Abstract

Speculation about the new millennium has tended to stress a positive future, fuelled by economic prosperity and the Internet revolution. If it has expressed a note of concern, it has, above all, been about the inequality that is accompanying globalization and the prospect of this increasing. The perceptive Financial Times correspondent Martin Wolf wrote in one of his final columns of the last century that if there is one thing he would most wish to see in the future it would be the reduction in global inequality.1 There is, however, one wish that is, arguably, even greater than that, and which takes precedence over all others, namely peace. The dangers of war, and the need to think clearly about them, have not disappeared from the world horizon. The world may be living on the edge of a new peaceful, globalized era without, at least, major conflicts between developed states. It may, however, be living in an ‘Interregnum’, a time when the dangers of war have receded, only to return later. The twentieth century has, among other perils, bequeathed to the twenty-first thousands of nuclear warheads, the means to deliver them, and the anxieties to continue deploying them.
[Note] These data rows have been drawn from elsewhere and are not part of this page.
PR #3499, opened 2017-07-07
Fixes #3246

### LINKED ISSUE #3246: Enable save button after underlying file is changed externally
### Description of the Issue
When a file is in the editor and it is changed by an external program, npp recognizes this and asks if you want to reload the file.  If you say no, it should enable the save button since the file is different than the one which is on the disk and is "dirty".

1.  Open a file
1a  Change the file
1b  Save the file 
1c Note that save button is disabled since file is not dirty
2.  Change the file with another editor
3.  Answer no when asked if you want to reload it

### Expected Behavior
The save button should be enabled since file has changes which can be saved

### Actual Behavior
Save button is not enabled and I must make and undo a change in order to save to disk

irgendsontyp:
Fixes #3246.

Set buffer state to dirty when the file on the file system has changed but the user decided to not reload it in Notepad++.

### DIFF
--- a/PowerEditor/src/Notepad_plus.cpp
+++ b/PowerEditor/src/Notepad_plus.cpp
@@ -5012,7 +5012,7 @@ void Notepad_plus::notifyBufferChanged(Buffer * buffer, int mask)
 					// Then we ask user to update
 					if (doReloadOrNot(buffer->getFullPathName(), buffer->isDirty()) != IDYES)
 					{
-						// Since the file has but the user doesn't want to reload it, set state to dirty
+						// Since the file content has changed but the user doesn't want to reload it, set state to dirty
 						buffer->setDirty(true);
 
 						break;	//abort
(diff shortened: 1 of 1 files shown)


PowerEditor/src/Notepad_plus.cpp
```diff
@@ -5011,7 +5011,12 @@ void Notepad_plus::notifyBufferChanged(Buffer * buffer, int mask)
 
 					// Then we ask user to update
 					if (doReloadOrNot(buffer->getFullPathName(), buffer->isDirty()) != IDYES)
+					{
+						// Since the file has but the user doesn't want to reload it, set state to dirty
```
justanotheranonymoususer: "has changed"?

irgendsontyp: Thanks, I updated the comment! Guess I was not sure whether to say "the file has changed", "the file content has changed" or "the file has changed in the file system" or something else, so I might have decided to just omit the relevant parts of the sentence :)

irgendsontyp:
I'm curious when this PR (and my other two ones) will get a review. I'm kinda new to GitHub and those were my first three pull requests at all, so I do not know how much time it takes normally until a PR gets reviewed/merged.

Does someone know?

AngryGamer:
@irgendsontyp it can take a while, @donho generally reviews the PRs all at once.

vlakoff:
The kind of small change that greatly improves the workflow. Thanks :)

Issue #3384, opened 2017-06-10
Double FileTab problem (Bug)


alex77g2:
### Description of the Issue
Same file can be open in different (multiple) tabs. Which is usually prevented by NPP-editor.

### Steps to Reproduce the Issue
1. One tab has a file (e.g. D:\test.txt) open.
2. File+New gives new Tab (new 1).
3. Add test text "foo".
4. Save this new tab as D:\test.txt (same as above).
5. You see 2 different tabs having same file open and they could have different content.

### Expected Behavior
If NPP detects save-as-file identical to already open one, it should replace the existing tab. // false
Opening same file via open does only jump to existing one (not creating new tab). // correct

### Actual Behavior
Now it reopens another version with same tab-identifier-text.

### Debug Information
Notepad++ v7.4.1   (32-bit)
Build time : May 18 2017 - 02:00:37
Path : C:\Program Files (x86)\Notepad++\notepad++.exe
Admin mode : OFF
Local Conf mode : OFF
OS : Windows 7 (64-bit)
Plugins : mimeTools.dll NppConverter.dll NppExport.dll NppFTP.dll PluginManager.dll SpellChecker.dll

DADMahindika:
I would like to work on this bug. Can someone please help me, and can I know where do I start this.

AngryGamer:
There's already some logic to prevent this problem. One would simply need to figure out why it isn't working.

https://github.com/notepad-plus-plus/notepad-plus-plus/blob/master/PowerEditor/src/NppIO.cpp#L1331

DADMahindika:
But, even if we save the file with same name (also considering case sensitivity), still have this problem.

PR #3500, opened 2017-07-07
Fixed issue #3384 [same file in mutliple tab]

SinghRajenM:
Fixed issue #3384

Current code checks for opened file existence only in the other view (either in sub view or in main view), but does not check in same view.

### DIFF
--- a/PowerEditor/src/NppIO.cpp
+++ b/PowerEditor/src/NppIO.cpp
@@ -1328,8 +1328,11 @@ bool Notepad_plus::fileSaveAs(BufferID id, bool isSaveCopy)
 
 	if (pfn)
 	{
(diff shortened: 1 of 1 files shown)


PowerEditor/src/NppIO.cpp
```diff
@@ -1328,8 +1328,9 @@ bool Notepad_plus::fileSaveAs(BufferID id, bool isSaveCopy)
 
 	if (pfn)
 	{
+		BufferID same = _pDocTab->findBufferByName(pfn);
```
bahusoid: It seems second search is not really needed if first search is successful. So I think it's enough to have just one variable (maybe renamed to sameFile) and just do second search only if first search is failed.

SinghRajenM: Done!!!

PR #3506, opened 2017-07-09
Fix wrong File encoding auto-detection problem : binary file is detected as UTF-16 little-endian

### LINKED ISSUE #2692: Incorrectly file show binary

1.  Open file bad.txt
2.  File size must be 4096 but show 5875
3.  Incorrectly information show least characters must be 0xFF, but show 0xEF, or 0xBF ....
bad

### Actual Behavior

[bad.txt](https://github.com/notepad-plus-plus/notepad-plus-plus/files/651024/bad.txt)

### Debug Information

Notepad++ v7.2.2   (32-bit)
Build time : Nov 27 2016 - 16:31:07
Admin mode : ON
Local Conf mode : OFF
OS : Windows 10
Plugins : ComparePlugin.dll mimeTools.dll NppConverter.dll NppExport.dll PluginManager.dll

Cyrillev91:
Fix #2692

### DIFF
--- a/PowerEditor/src/Utf8_16.cpp
+++ b/PowerEditor/src/Utf8_16.cpp
@@ -181,7 +181,7 @@ size_t Utf8_16_Read::convert(char* buf, size_t len)
 
 void Utf8_16_Read::determineEncoding()
 {
-	INT uniTest = IS_TEXT_UNICODE_STATISTICS;
+	// INT uniTest = IS_TEXT_UNICODE_STATISTICS;
 	m_eEncoding = uni8Bit;
 	m_nSkip = 0;
 
@@ -204,12 +204,14 @@ void Utf8_16_Read::determineEncoding()
 		m_eEncoding = uniUTF8;
 		m_nSkip = 3;
 	}
+    /* Fix wrong File encoding auto-detection problem : binary file is detected as UTF-16 little-endian
 	// try to detect UTF-16 little-endian without BOM
 	else if (m_nLen > 1 && m_nLen % 2 == 0 && m_pBuf[0] != NULL && m_pBuf[1] == NULL && IsTextUnicode(m_pBuf, static_cast<int32_t>(m_nLen), &uniTest))
 	{
 		m_eEncoding = uni16LE_NoBOM;
 		m_nSkip = 0;
 	}
+    */
 	/* UTF-16 big-endian without BOM detection is taken away scince this detection is very week
     // try to detect UTF-16 big-endian without BOM
     else if (m_nLen > 1 && m_pBuf[0] == NULL && m_pBuf[1] != NULL)


donho:
@Cyrillev91 Could you provide the reason to comment these lines? (The reason that it fix the issue but won't have any regression)

Cyrillev91:
Bonjour @donho en fait cela est assez complexe 

Normalement un fichier encodé en UTF-16 little-endian commence par 0xFF 0xFE (appelé BOM) mais dans le code mis en commentaire on essai d'identifier un fichier encodé en UTF-16 little-endian même s'il ne contient pas de BOM.
2 cas sont possibles :
      - si un fichier hexa est identifié à tord comme UTF-16 LE without BOM alors il sera mal affiché (comme on peut le voir dans #2692)
        Remarque : si le fichier de #2692 est ouvert dans scintilla il est affiché correctement.
      - si le fichier est un vrai fichier "UTF-16 without BOM" il sera plus affiché tel que...

Il y a effectivement un choix à faire.

En parcourant l'historique du code on peut aussi voir que ce pb est apparue pour "try to detect UTF-16 big-endian without BOM" ==> et le code a été mis en commentaire.

Peut-être qu'il faudrait modifier le code et proposer 2 options désactivables :
     - try to detect UTF-16 big-endian without BOM
     - try to detect UTF-16 big-little without BOM

justanotheranonymoususer:
Please don't remove this check, it's useful. It can be improved, though. Notepad has a similar auto-detection mechanism, and it doesn't detect the binary file as Unicode. Perhaps Notepad++ can learn from it.

Cyrillev91:
Finalement il vaut mieux trouver une autre solution pour résoudre ce problème #2692 et conserver le mécanisme actuelle de détection de UTF-16 big-little without BOM

MAPJe71:
Google translate:
> Hello @donho in fact this is quite complex
>
>Normally a little-endian UTF-16 encoded file starts with 0xFF 0xFE (called BOM) but in the commented code we try to identify a little-endian UTF-16 encoded file even if it does not contain a BOM .
2 cases are possible:
>- if a hexa file is identified to twist as UTF-16 LE without BOM then it will be displayed incorrectly (as can be seen in # 2692)
>Note: If the # 2692 file is opened in scintilla it is displayed correctly.
>- if the file is a real file "UTF-16 without BOM" it will no longer be displayed such as ...
>
>There is indeed a choice to make.
>
>It is also possible to see that this pb appeared for "try to detect UTF-16 big-endian without BOM" ==> and the code has been commented out.
>
>Perhaps it would be necessary to modify the code and to propose 2 options désactivables:
>- try to detect UTF-16 big-endian without BOM
>- try to detect UTF-16 big-little without BOM

and

> Finally it is better to find another solution to solve this problem # 2692 and keep the current mechanism of detection of UTF-16 big-little without BOM

Issue #3545, opened 2017-07-20
Multi-line tab appears pressed even though it isn't the active tab


jay:
### Description of the Issue
Occasionally I see a tab appear to be pressed even though it is not the active tab. I don't have steps to reproduce. I can build Notepad++ on this computer so let me know if there's anything I can do to help gather more details the next time it happens.

### Expected Behavior
For only the selected tab to appear pressed.

### Actual Behavior
Screenshot:
![tab not popping up 742](https://user-images.githubusercontent.com/965580/28402283-04b7c1da-6ced-11e7-8ec9-518ff26a77db.PNG)

### Version
Notepad 7.4.2 x86 in Windows 8.1 x64.

AngryGamer:
I'm aware of this bug. It's fairly easy to replicate.

Step 1: Move a tab using drag and drop.
Step 2: Use a tab switching hotkey/feature which doesn't send TCN_SELCHANGE.

Some of the tab switching features include:

- MRU list (**Ctrl+Tab** or R**ight click+Scroll wheel**)
- Window->tab
- Ctrl+Page Up/Down

jay:
Thanks. I tried just now and can reproduce <50% of the time using CTRL+TAB (no drag-and-drop), which is probably how it happens since I use that occasionally to switch tabs.

AngryGamer:
I'll open a PR fixing this problem.

AngryGamer:
I got distracted, but [PR #3552](https://github.com/notepad-plus-plus/notepad-plus-plus/pull/3552) is now up! The AppVeyor builds ([x86](https://ci.appveyor.com/api/buildjobs/eluihal9qojtpvvw/artifacts/Notepad%2B%2B.Win32.Unicode%20Release.exe) and [x64](https://ci.appveyor.com/api/buildjobs/sodq3i5cqjq61d4a/artifacts/Notepad%2B%2B.X64.Unicode%20Release.exe)) are here.

PR #3552, opened 2017-07-22
Make sure previous tab does not keep focus when switching tabs.

AngryGamer:
Fixes [#3545](https://github.com/notepad-plus-plus/notepad-plus-plus/issues/3545)


jay:
Thanks! I tested this in Windows 8.1 today and it looks like you fixed it.

PR #3555, opened 2017-07-23
Update czech.xml translation to 7.4.2

xomx:


xomx:
Hmm, isn't it failing because of I used the &lt; and &gt; notation for the << and >> in the Find dlg?

schnurlos:
Seems to be. I would change it from "Najít &gt;&gt;" to "Najít >>" and from "&lt;&lt; Najít" to "<< Najít" as this is the only real change you made. And this works in english and other languages.

xomx:
Sure, I could switch to real <> chars but then I think it will not be a valid xml-file (invalid starting tag ...).

schnurlos:
Better invalid and working as valid and not working as the checks fail ...

PR #3575, opened 2017-07-30
winmain: fix command line argument parsing

jay:
Work with the arguments in a temporary array of pointers to the command
line before assigning them to paramVector as generic_string.

Follow up to afb3889. Since then the arguments were copied to
paramVector as generic_string too early, before the command line parsing
finished.

Closes https://github.com/notepad-plus-plus/notepad-plus-plus/pull/3575


donho:
Thank you @jay !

Outside the developed world, conflict, and preparation for it, continues and this may, in various ways, affect the developed world itself. A generation hence observers may look back contemptuously at the contemporary world as living in a fool’s paradise, neglecting the causes of subsequent conflict and destruction. Carl von Clausewitz talked, rightly, of the ‘fog of war’ but it is also peace, with the complacency it generates and the hidden dangers it incubates, which generates its own fog of illusions, perhaps never more so than today.